PR #417, opened 2022-01-25
Add definition files for new entity type ext-sap_httpdest. This entit…

edyu002:
### Relevant information

Add definition files for new entity type ext-sap_httpdest. Http dest are defined in SAP system to track remote http end points.

### Checklist

* [x ] The value of the attribute marked as `identifier` will be unique and valid. 
 explanation above.

### DIFF
--- a/definitions/ext-sap_httpdest/dashboard.json
+++ b/definitions/ext-sap_httpdest/dashboard.json
@@ -1,0 +1,116 @@
+{
+  "name": "E-HTTPDEST",
+  "description": null,
+  "pages": [
+    {
+      "name": "RFC",
+      "description": null,
+      "widgets": [
+        {
+          "visualization": {
+            "id": "viz.line"
+          },
+          "layout": {
+            "column": 1,
+            "row": 1,
+            "height": 3,
+            "width": 6
+          },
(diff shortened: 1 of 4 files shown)


entityBot (approved):

danipl (approved):

naxhh:
I remember on the calls that you diferentiate rfc from http. but they look very similar on the data shape.

Would it make sense to have one entity type SAP_DESTINATION only and have a tag to differentiate http from the other one? does that makes sense?

edyu002:
Yes. On the golden metrics  and  entity type dashboard, the two types are
very similar. The difference of the two destinations are buried deeper in
more detailed data attributes. I'll discuss with the SAP team to see if it
is ok to merge those two types.

edyu002:
Follow up on this topic. I discussed this with our SAP basis people. Their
◇ ◇ ◇ ◇
_What the task asks:_
Each entry, exactly as written, should be set down once more.

_Solution to this exercise:_
PR #417, opened 2022-01-25
Add definition files for new entity type ext-sap_httpdest. This entit…

edyu002:
### Relevant information

Add definition files for new entity type ext-sap_httpdest. Http dest are defined in SAP system to track remote http end points.

### Checklist

* [x ] The value of the attribute marked as `identifier` will be unique and valid. 
 explanation above.

### DIFF
--- a/definitions/ext-sap_httpdest/dashboard.json
+++ b/definitions/ext-sap_httpdest/dashboard.json
@@ -1,0 +1,116 @@
+{
+  "name": "E-HTTPDEST",
+  "description": null,
+  "pages": [
+    {
+      "name": "RFC",
+      "description": null,
+      "widgets": [
+        {
+          "visualization": {
+            "id": "viz.line"
+          },
+          "layout": {
+            "column": 1,
+            "row": 1,
+            "height": 3,
+            "width": 6
+          },
(diff shortened: 1 of 4 files shown)


entityBot (approved):

danipl (approved):

naxhh:
I remember on the calls that you diferentiate rfc from http. but they look very similar on the data shape.

Would it make sense to have one entity type SAP_DESTINATION only and have a tag to differentiate http from the other one? does that makes sense?

edyu002:
Yes. On the golden metrics  and  entity type dashboard, the two types are
very similar. The difference of the two destinations are buried deeper in
more detailed data attributes. I'll discuss with the SAP team to see if it
is ok to merge those two types.

edyu002:
Follow up on this topic. I discussed this with our SAP basis people. Their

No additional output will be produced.